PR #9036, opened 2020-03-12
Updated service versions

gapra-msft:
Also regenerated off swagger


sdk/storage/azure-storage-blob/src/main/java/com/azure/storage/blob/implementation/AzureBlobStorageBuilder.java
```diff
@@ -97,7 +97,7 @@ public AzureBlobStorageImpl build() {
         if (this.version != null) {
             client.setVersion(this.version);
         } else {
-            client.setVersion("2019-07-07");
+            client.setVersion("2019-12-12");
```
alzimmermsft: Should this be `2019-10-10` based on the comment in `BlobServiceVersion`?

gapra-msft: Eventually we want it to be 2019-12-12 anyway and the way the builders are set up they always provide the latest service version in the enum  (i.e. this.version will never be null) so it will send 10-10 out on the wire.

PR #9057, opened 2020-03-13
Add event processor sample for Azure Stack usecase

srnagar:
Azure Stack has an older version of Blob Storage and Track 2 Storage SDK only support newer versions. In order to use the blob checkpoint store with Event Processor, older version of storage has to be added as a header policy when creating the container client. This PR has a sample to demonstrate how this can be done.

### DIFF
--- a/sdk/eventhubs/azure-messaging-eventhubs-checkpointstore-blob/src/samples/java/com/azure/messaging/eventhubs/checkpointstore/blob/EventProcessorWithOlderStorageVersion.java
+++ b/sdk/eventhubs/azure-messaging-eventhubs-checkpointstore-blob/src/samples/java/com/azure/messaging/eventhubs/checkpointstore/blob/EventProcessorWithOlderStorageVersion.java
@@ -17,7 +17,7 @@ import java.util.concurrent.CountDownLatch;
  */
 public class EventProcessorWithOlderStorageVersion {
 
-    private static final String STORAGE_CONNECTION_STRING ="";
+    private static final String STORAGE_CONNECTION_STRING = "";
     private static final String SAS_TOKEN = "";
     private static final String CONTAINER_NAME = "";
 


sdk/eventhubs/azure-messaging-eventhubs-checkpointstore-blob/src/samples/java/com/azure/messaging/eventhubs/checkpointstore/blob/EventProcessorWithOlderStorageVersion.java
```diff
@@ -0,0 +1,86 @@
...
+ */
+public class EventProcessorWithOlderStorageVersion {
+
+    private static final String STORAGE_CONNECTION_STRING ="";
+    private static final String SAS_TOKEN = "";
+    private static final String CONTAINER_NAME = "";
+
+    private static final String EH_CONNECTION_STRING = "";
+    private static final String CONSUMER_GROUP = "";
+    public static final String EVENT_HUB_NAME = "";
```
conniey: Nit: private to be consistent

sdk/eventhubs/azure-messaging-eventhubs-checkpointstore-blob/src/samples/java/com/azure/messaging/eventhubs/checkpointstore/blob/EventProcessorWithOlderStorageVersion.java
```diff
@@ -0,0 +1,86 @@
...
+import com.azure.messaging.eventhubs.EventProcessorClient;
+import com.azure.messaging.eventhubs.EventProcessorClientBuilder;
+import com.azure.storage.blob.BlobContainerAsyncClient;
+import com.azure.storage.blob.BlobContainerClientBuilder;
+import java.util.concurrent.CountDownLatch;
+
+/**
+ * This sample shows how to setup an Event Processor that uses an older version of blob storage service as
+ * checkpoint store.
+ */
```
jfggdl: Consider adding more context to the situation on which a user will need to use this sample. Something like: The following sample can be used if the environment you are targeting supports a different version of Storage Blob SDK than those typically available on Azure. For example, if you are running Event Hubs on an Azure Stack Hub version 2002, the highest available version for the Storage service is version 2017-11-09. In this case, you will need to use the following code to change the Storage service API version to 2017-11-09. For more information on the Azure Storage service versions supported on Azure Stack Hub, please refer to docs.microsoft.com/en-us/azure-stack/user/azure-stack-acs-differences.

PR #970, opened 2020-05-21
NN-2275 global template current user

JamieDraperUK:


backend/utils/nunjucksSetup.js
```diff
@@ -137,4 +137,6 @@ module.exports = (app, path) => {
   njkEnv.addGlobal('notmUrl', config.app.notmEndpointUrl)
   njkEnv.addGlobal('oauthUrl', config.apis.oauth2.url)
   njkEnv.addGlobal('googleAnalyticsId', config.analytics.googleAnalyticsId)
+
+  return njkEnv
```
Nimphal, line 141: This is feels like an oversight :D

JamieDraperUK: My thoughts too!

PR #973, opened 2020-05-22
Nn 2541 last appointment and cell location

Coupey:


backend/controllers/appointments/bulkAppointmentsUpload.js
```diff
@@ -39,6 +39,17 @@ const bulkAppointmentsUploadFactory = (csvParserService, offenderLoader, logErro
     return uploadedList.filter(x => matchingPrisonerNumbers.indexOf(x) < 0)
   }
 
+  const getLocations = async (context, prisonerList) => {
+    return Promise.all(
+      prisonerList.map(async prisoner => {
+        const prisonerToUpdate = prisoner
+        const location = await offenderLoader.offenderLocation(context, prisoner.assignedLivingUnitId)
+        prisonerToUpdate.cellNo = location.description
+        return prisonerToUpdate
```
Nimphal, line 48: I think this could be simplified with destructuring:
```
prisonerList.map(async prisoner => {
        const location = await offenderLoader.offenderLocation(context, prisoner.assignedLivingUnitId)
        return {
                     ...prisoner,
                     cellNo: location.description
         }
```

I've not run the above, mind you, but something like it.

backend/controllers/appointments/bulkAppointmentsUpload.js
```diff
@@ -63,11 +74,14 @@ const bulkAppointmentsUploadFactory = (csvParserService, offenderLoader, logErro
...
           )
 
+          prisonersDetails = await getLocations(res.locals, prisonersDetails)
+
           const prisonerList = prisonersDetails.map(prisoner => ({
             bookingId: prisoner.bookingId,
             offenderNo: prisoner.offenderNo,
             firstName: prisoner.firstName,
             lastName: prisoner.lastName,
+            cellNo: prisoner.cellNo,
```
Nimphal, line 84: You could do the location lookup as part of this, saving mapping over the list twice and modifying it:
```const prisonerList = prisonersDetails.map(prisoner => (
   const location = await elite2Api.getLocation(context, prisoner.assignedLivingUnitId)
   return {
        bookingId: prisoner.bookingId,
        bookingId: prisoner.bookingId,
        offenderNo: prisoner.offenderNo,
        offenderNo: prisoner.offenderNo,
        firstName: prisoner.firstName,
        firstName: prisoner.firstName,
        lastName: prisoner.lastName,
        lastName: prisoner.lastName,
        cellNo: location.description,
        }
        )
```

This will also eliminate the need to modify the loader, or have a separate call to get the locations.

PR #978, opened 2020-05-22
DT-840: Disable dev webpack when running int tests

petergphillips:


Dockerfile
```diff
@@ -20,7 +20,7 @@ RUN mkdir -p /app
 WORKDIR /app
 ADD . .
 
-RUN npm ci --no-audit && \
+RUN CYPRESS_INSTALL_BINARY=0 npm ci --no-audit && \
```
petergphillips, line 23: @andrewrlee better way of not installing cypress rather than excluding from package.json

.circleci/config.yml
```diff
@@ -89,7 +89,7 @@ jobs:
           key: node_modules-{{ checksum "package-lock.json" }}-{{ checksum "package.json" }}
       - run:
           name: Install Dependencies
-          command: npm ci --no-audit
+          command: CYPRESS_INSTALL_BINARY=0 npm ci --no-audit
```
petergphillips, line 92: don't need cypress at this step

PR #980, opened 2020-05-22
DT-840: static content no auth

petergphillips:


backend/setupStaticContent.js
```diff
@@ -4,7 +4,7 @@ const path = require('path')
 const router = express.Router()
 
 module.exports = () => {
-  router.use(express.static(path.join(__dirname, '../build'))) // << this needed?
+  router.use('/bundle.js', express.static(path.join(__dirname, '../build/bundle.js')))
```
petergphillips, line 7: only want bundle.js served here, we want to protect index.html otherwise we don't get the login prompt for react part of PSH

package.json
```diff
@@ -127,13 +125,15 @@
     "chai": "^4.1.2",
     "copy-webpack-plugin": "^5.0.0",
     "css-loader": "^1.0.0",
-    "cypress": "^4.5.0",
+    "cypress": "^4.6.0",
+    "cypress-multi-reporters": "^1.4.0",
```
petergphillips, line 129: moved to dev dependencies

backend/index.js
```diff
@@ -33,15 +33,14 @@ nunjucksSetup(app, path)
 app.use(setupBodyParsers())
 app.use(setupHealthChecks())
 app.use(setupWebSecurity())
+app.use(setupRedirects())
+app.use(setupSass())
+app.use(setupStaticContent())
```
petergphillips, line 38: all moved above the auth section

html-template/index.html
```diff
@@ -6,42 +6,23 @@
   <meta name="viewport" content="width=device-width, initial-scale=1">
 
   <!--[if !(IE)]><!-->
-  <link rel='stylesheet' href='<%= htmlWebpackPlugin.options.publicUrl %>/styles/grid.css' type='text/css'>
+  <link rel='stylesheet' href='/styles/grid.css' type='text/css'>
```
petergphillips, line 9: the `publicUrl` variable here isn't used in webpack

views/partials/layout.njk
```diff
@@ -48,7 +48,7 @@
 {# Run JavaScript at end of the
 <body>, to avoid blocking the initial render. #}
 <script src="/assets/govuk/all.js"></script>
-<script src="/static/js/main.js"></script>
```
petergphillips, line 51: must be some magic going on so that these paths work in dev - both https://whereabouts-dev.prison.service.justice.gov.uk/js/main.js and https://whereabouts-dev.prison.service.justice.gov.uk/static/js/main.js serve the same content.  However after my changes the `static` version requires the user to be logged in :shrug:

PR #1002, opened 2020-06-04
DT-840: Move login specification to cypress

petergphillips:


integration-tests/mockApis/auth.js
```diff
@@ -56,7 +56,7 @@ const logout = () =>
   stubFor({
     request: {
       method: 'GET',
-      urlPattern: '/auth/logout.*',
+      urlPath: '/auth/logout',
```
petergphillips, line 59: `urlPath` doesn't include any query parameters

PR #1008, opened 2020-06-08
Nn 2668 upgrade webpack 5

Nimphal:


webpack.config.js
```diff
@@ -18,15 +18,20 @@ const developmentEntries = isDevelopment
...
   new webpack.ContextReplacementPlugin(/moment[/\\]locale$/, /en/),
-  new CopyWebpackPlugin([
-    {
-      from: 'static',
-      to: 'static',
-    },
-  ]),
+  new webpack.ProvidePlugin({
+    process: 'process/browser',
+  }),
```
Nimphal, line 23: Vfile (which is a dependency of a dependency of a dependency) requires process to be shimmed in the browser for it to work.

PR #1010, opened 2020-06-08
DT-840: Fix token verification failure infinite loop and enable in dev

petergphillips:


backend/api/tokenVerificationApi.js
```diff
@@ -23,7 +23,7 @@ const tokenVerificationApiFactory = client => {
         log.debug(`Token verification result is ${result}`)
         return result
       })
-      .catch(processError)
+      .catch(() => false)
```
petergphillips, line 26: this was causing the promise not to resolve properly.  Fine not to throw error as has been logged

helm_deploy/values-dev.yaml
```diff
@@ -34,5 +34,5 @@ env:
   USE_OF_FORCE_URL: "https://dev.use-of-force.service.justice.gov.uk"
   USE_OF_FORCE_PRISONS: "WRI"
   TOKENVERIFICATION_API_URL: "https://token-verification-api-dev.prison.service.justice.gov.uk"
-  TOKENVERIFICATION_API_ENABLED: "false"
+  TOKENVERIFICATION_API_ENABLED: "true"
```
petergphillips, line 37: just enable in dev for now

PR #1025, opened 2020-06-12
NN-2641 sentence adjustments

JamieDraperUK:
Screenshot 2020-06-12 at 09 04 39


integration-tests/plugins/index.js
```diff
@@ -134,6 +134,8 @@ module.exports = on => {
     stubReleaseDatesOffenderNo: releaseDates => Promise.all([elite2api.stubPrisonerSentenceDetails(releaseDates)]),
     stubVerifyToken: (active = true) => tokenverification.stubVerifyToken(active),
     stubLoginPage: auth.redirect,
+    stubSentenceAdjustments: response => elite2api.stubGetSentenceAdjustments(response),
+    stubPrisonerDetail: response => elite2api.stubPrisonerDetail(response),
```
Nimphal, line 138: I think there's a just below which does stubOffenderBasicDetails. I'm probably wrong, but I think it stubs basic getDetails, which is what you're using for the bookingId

****************

## [Task brief]
Wherever the word "null" turns up in the material, copy the whole line.

## [Problem solution]
         if (this.version != null) {
gapra-msft: Eventually we want it to be 2019-12-12 anyway and the way the builders are set up they always provide the latest service version in the enum  (i.e. this.version will never be null) so it will send 10-10 out on the wire.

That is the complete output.